5. You don’t have a plan.
Health is not something that happens to you. It is something you have to plan, like a vacation or your retirement! Most of us fail because we don’t “design our health." We don’t set up the conditions for automatic success.
In my book The 10-Day Detox Diet, one of the days is focused on the principle of “Design." How do you design your life so that you don’t have to think about doing the right thing? You create conditions for making it easy – have all the right foods in the house, the right ingredients all ready for your morning protein shake, creating an emergency travel food pack, having your plan for exercise for the week in advance.
Also, we find that doing things together makes them easier. At Saddleback Church, we got 15,000 people to lose 250,000 pounds in a year by having them do it together. Every body needs a buddy! Joining a group of people doing this in person or an online community or group makes it fun and makes it work. We have created online challenges where people have had profound success in redesigning their life for good.

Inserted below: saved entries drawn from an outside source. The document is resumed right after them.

PR #464, opened 2020-09-29
Bug 1883905: (fix) concurrent writes during image pulls

gallettilance:

**Reviewer Checklist**

### DIFF
--- a/pkg/lib/registry/registry.go
+++ b/pkg/lib/registry/registry.go
@@ -157,35 +157,37 @@ func populate(ctx context.Context, loader registry.Load, graphLoader registry.Gr
 				if err != nil {
 					return err
 				}
-				cleanups := make(chan func(), 1)
-				errs := make(chan error, 1)
+				type unpackedImage struct {
+					to      image.Reference
+					from    string
+					cleanup func()
+					err     error
+				}
+				unpacked := make(chan unpackedImage)
 				for bundle := range bundles {
-					if _, ok := overwriteImageMap[img.Bundle.Package]; !ok {
-						overwriteImageMap[img.Bundle.Package] = make(map[image.Reference]string, 0)
-					}
 					// parallelize image pulls
 					go func(bundle registry.BundleKey, img *registry.ImageInput) {
 						if bundle.CsvName != img.Bundle.Name {
 							to, from, cleanup, err := unpackImage(ctx, reg, image.SimpleReference(bundle.BundlePath))
-							if err != nil {
-								errs <- err
-							}
-							cleanups <- cleanup
-							overwriteImageMap[img.Bundle.Package][to] = from
+							unpacked <- unpackedImage{to: to, from: from, cleanup: cleanup, err: err}
 						} else {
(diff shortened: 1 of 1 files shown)


pkg/lib/registry/registry.go
```diff
@@ -157,35 +157,36 @@ func populate(ctx context.Context, loader registry.Load, graphLoader registry.Gr
...
-							if err != nil {
-								errs <- err
-							}
-							cleanups <- cleanup
-							overwriteImageMap[img.Bundle.Package][to] = from
+							unpacked <- unpackedImage{to: to, from: from, cleanup: cleanup, err: err}
 						} else {
-							overwriteImageMap[img.Bundle.Package][to] = from
+							unpacked <- unpackedImage{to: to, from: from, cleanup: func() { return }, err: nil}
+							// safe because this case is only hit once
```
ecordell, line 175: it's only hit once per goroutine, but it's still concurrent access to a map

gallettilance: what I meant is there is only one go routine that will ever hit this case

pkg/lib/registry/registry.go
```diff
@@ -157,35 +157,37 @@ func populate(ctx context.Context, loader registry.Load, graphLoader registry.Gr
...
 					// parallelize image pulls
 					go func(bundle registry.BundleKey, img *registry.ImageInput) {
 						if bundle.CsvName != img.Bundle.Name {
 							to, from, cleanup, err := unpackImage(ctx, reg, image.SimpleReference(bundle.BundlePath))
-							if err != nil {
-								errs <- err
-							}
-							cleanups <- cleanup
-							overwriteImageMap[img.Bundle.Package][to] = from
+							unpacked <- unpackedImage{to: to, from: from, cleanup: cleanup, err: err}
```
ecordell, line 172: if `unpackImage` were updated to return an `unpackedImage`, this whole goroutine could just be:

```go
go func(bundle registry.BundleKey, img *registry.ImageInput) {
  unpacked <- unpackImage(ctx, reg, image.SimpleReference(bundle.BundlePath))
}
```

gallettilance: I think we want to skip the one we already unpacked

pkg/lib/registry/registry.go
```diff
@@ -157,35 +157,37 @@ func populate(ctx context.Context, loader registry.Load, graphLoader registry.Gr
...
+				for i := 0; i < len(bundles); i++ {
+					unpack := <-unpacked
+					if unpack.err != nil {
+						return unpack.err
+					}
+					overwriteImageMap[img.Bundle.Package][unpack.to] = unpack.from
+					if _, ok := unpackedImageMap[unpack.to]; ok {
+						delete(unpackedImageMap, unpack.to)
 					}
+					defer unpack.cleanup()
```
ankitathomas, line 190: Shouldn't we cleanup bundles if they have errors?

gallettilance: ideally yes but it depends on the error if there is anything to clean up

PR #465, opened 2020-09-30
Bug 1883377: Enable default channel inference if only one channel is provided

dinhxuanvu:
Improve the error handle for missing default channel.

Infer default channel for the first bundle of the package if not
provided via annotation. This only works if only one channel is
provided in channel list.

**Reviewer Checklist**


dinhxuanvu:
Note: The default channel mechanism is the same as it is in `replaces` mode.

jmrodri:
If this keeps the foreign key violation from happening, I am all for it.

pkg/registry/bundlegraphloader_test.go
```diff
@@ -9,14 +9,20 @@ import (
 )
 
 func TestBundleGraphLoader(t *testing.T) {
+	empty := &AnnotationsFile{}
+	alpha := &AnnotationsFile{}
+	beta := &AnnotationsFile{}
```
ecordell, line 14: is beta used anywhere?

dinhxuanvu: It isn't. I'll remove it.

dinhxuanvu:
@ecordell Updated. PTAL

ecordell (approved):
/lgtm

PR #468, opened 2020-10-01
Bug 1881527: Add e2e tests for export directory structure

ankitathomas:
The multi-package export in https://github.com/operator-framework/operator-registry/pull/429 changed the bundle export path, breaking pipelines depending on the old path format. Switching to the old behavior for single package exports.

### DIFF
--- a/cmd/opm/index/export.go
+++ b/cmd/opm/index/export.go
@@ -39,6 +39,7 @@ func newIndexExportCmd() *cobra.Command {
 	if err := indexCmd.MarkFlagRequired("index"); err != nil {
 		logrus.Panic("Failed to set required `index` flag for `index export`")
 	}
+	indexCmd.Flags().StringP("", "o", "", "the package to export. Deprecated, please use --package flag")
 	indexCmd.Flags().StringSliceP("package", "p", nil, "comma separated list of packages to export")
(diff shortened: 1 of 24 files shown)


kevinrizza (commented):
Didn't we also want to revert the change to the parameter?

ankitathomas:
> Didn't we also want to revert the change to the parameter?

There are other opm index commands that use -p for the package flag, I thought we should have uniformity across our commands for flags

kevinrizza:
Yeah, you're right. Let's try to unify everything later, and get this fix in for now.

/approve

shawn-hurley:
/hold

When discussed with the pipeline, they asked us to keep the new behavior. 

Is anyone else needing this to stay the same? If we need to keep it the same, we have to coordinate the release of this update with the changes in IIB to revert back.

ankitathomas:
> Didn't we also want to revert the change to the parameter?

I've added back `-o` as a deprecated flag

gallettilance (approved):
/lgtm

njhale:
since we need to keep the new behavior, I'm going to close this out in favor of a flag alias PR: https://github.com/operator-framework/operator-registry/pull/485

PR #474, opened 2020-10-12
Make the inability to create /etc/nsswitch.conf non-fatal.

benluddy:
Images run as non-root were not allowed to write to
/etc/nsswitch.conf, which had been considered required. Instead, the
scratch/non-glibc images published by the Operator Framework project
now include a default nsswitch config file, and runtime creation of a
default nsswitch config file is now best-effort.


ecordell (approved):
/lgtm

dinhxuanvu (approved):
/lgtm

PR #479, opened 2020-10-14
Bug 1885425: fix(indexing): include skips in bulk add order

njhale:

When adding more than one bundle to an index in replaces mode, topologically sort the input using the skips field (in the absence of replaces). This ensures a deterministic update graph for authors who rely solely on skips to generate edges.

Some package maintainers rely on the `skip` field to generate graph edges and omit `replaces` entirely. Because of this, no ordering exists between input bundles on bulk index add operations This can lead to non-deterministic update graphs when the list of input bundles isn't given in the desired order for `opm index add`; e.g. OCP 4.6 index refresh jobs which bulk add an opaque set of bundles.


pkg/registry/populator_test.go
```diff
@@ -1272,19 +1271,14 @@ func TestOverwrite(t *testing.T) {
...
-				// comprise an aggregate error isn't
-				// important to the tested behaviors,
-				// so sort them:
-				errs := agg.Errors()
-				sort.Slice(errs, func(i, j int) bool {
-					return errs[i].Error() < errs[j].Error()
-				})
-				popErr = utilerrors.NewAggregate(errs)
+
+			err = populate(tt.args.secondAdd, tt.args.overwrites)
```
njhale, line 1275: I ran into a similar issue, but needed to make it even less dependent on a specific error type, since I ended up flattening the array that was being compared under the hood.

njhale:
CI should be back

/retest

pkg/registry/input_stream.go
```diff
@@ -0,0 +1,209 @@
...
+		stream.packages[pkg][image.Bundle.Name] = image
+	}
+
+	// Validate each package, dropping any invalid packages so that the stream can still be used with remaining packages.
+	var errs []error
+	for pkg, images := range stream.packages {
+		// Multiple input images require some ordering between them -- using skips and replaces -- to ensure an index add operation is deterministic
+		connected, err := graphConnected(images)
+		if err != nil {
+			errs = append(errs, fmt.Errorf("Error determining connectedness of package graph %s: %s", pkg, err))
```
kevinrizza, line 35: Isn't there slightly more to this? Don't we need to divide them up into a graph per channel? You could, presumably, add two bundles that aren't connected at all. In that case, you could add them in any order and it shouldn't return an error.

kevinrizza (changes requested):

pkg/registry/input_stream_test.go
```diff
@@ -0,0 +1,305 @@
...
+			return false
+		}
+		if next != nil {
+			t.Errorf("expected stream to end after the sequence was exhausted")
+			return false
+		}
+
+		return true
+	}
+	if err := quick.Check(f, nil); err != nil {
```
ecordell, line 302: 👍

pkg/registry/input_stream.go
njhale: > Don't we need to divide them up into a graph per channel?

I don't think we _need_ to. I imposed strict rules to simplify our logic and the edge cases we need to deal with. How often will we be adding bundles to a package with diverging branches?

kevinrizza: I think it's actually a fairly common case at the moment: you build release channels based on minor or major versions, then use a skiprange in the higher channel to determine what set of things can be upgraded from one to the next.

njhale: you're right, I'll need to rethink this.

njhale: Ah, I think the key here is that if either bundle defines a different default channel, then the order does matter.

njhale:
Superseded by #503

PR #483, opened 2020-10-20
Bug 1889388: Set replaces in ListBundles query result using channel entries.

benluddy:
The "replaces" column in ListBundles query result rows was being populated with the "replaces" from the respective bundle. For registries built using semver mode, the source of truth for "replaces" is the "replaces" column on each channel entry row.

Find what works for you but don’t expect health to happen. You have to plan for it!
Success Principles: Create a Plan
- Commit to designing your health. Do it weekly on Sundays!
- Create an emergency life pack of food.
- Join a community or get a buddy or a friend.
- Join one of my online groups or challenges, such as The Blood Sugar Solution Challenge. This 12-week challenge starts on June 19 and provides you with all the resources and support (from my nutritionists, your peers and me) you need to set yourself on a path to good health for life.
The science of health and weight loss is not a mystery. But old ideas die hard. If you look out for these five ways that diets fail and focus on the principles of success then you will build habits and practices that work. Health and weight loss are not a struggle. It’s not rocket science, just science!